Я свистнул, и Джон, после некоторого колебания, понесся ко мне лошадиным галопом. А она… Она осталась стоять у забора и теперь очень внимательно смотрела на меня.
Ну, я тоже секунд пять внимательно посмотрел на нее. Да, секунд пять, не более — пока не подлетел Джон. А когда подлетел, я спустился с крыльца и, уже не оборачиваясь, зашагал к бассейну. Джон — впереди меня, Профессор — следом. Это я своим чутким ухом слышал прекрасно.
У края бассейна я опустился на колени и, схватив пса за ошейник, ткнул его мордой в воду. Джон зафыркал, закорячился, но я был неколебим — принялся отмывать его собачью физиономию от крови Кота. Прозрачная дотоле вода побурела, помутнела, однако на это мне было абсолютно наплевать — сменят.
Наконец я отпустил Джона, и тот сразу же стал отряхиваться, а я полез за сигаретами. Закурил, выпустил дым…
— Эй, ты, кажется, хотел что-то спросить? — раздался за спиной ровный и бесстрастный голос Профессора.
Я обернулся:
— Кажется.
— Ну так спрашивай.
— Ага, — сказал я, — спрашиваю. Почему ты убил Кота?
Не лицо, а прямо железная маска.
— Не понял.
Я пожал плечами:
— А что тут непонятного? Я говорю — зачем ты убил Кота?
Маска прищурилась:
— Это шутка или у тебя жар?
Я вздохнул:
— Температура в норме и никаких шуток. Шутками, брат, здесь и не пахнет.
Профессор кривовато усмехнулся:
— А мне-то пригрезилось — Кота задрали собаки. Одна из которых, кстати, твоя. Или я что-то путаю?
Я тоже кривовато усмехнулся:
— Да нет, к великому сожалению, не путаешь, но… Но — п о ч е м у его задрали собаки, одна из которых, как ты метко выразился, кстати, моя?
Он выудил из кармана "Винстон".
— Ну, во-первых, потому, что он выпрыгнул в окно.
— А п о ч е м у он выпрыгнул в окно?
Профессор чиркнул зажигалкой.
— Да потому, что оказался рядом.
— А п о ч е м у он оказался рядом?..
Один из лучших моих друзей смотрел на меня сейчас таким взглядом, что мне сделалось не по себе.
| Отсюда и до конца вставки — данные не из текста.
PR #687, opened 2026-04-22
perf: pool http connections per miner scoring iteration

seroperson:
Validator scoring makes many GitHub REST and GraphQL requests per miner and each of those previously opened a new TCP socket and negotiated a new TLS session. This PR introduces a `requests.Session`-based pool scoped to one miner's fetch iteration, so every http call within that iteration reuses the same kept-alive TCP connection.

Re-using existing connections makes things bit faster and overall it's a good practice when you connect to the same host again and again.

## Summary

 - New `session_scope()` context manager holds a module-level `_session_cache: Optional[Dict[str, requests.Session]]`, populated on enter and cleaned up (sessions `.close()`d, cache set back to `None`) on exit.
- New `get_session(token)` returns a per-PAT cached `Session` inside a scope and a fresh uncached session outside it. Tokenless calls route through the same helper via `get_session(token or '')`.
- New `make_anonymous_headers()` mirrors the existing `make_headers` / `make_graphql_headers` pattern for unauthenticated GitHub calls.
- All call sites now use `session = get_session(token)`
- `session_scope()` wraps `load_miners_prs` + `score_miner_prs` inside `evaluate_miners_pull_requests` so one cache covers an entire miner's load+score cycle; connections close before the function returns.

## Testing

No new tests are introduced. Added the `tests/conftest.py`, which installs an autouse `_ForwardingSession` shim that delegates `.get/.post` back to the module-level `requests.get/post`, so existing dozens of tests which use `@patch('requests.get'/'requests.post')` keep working unchanged.

### DIFF
--- a/gittensor/utils/github_api_tools.py
+++ b/gittensor/utils/github_api_tools.py
@@ -175,7 +175,11 @@ def make_headers(token: str) -> Dict[str, str]:
 
 def make_graphql_headers(token: str) -> Dict[str, str]:
     """Build GitHub GraphQL headers for a PAT."""
-    return {'Authorization': f'Bearer {token}', 'Content-Type': 'application/json'}
+    return {
+        'Authorization': f'Bearer {token}',
+        'Content-Type': 'application/json',
+        'Accept': 'application/json',
+    }
 
 
 def make_anonymous_headers() -> Dict[str, str]:
--- a/gittensor/utils/github_api_tools.py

Но я уже закусил удила.
— Он потому оказался рядом с окном, он потому выпрыгнул в окно и потому его разорвали собаки, что ты — именно ты! — специально ударил его таким образом, что он буквально уперся носом в стекло! — выпалил я. — Ты подсказал Коту путь, как он думал, к свободе, зная, что двор охраняют — именно охраняют, а не просто гуляют там — собаки. И ты знал, что со связанными руками Коту от них живым не уйти! Ну а уж когда в прямом смысле слова заткнул мне рот, помешав отозвать хотя бы Джона… Прости, тут и кретину всё станет ясно. Вот потому-то я и спрашиваю: Саня, почему ты это сделал? Зачем убил Кота? Ведь он был уже не опасен…
Профессор молчал.
Курил и молчал.
А я вдруг сказал:
— Выходит, не Кот, а ты заварил всю эту кашу?
Он вздрогнул:
— Совсем рехнулся?!
— Но тогда — почему? Ведь со смертью Кота навеки ушло кое-что, чего я теперь никогда не узнаю. Прости, но что остается думать? Только что организатор этого дела передо мной.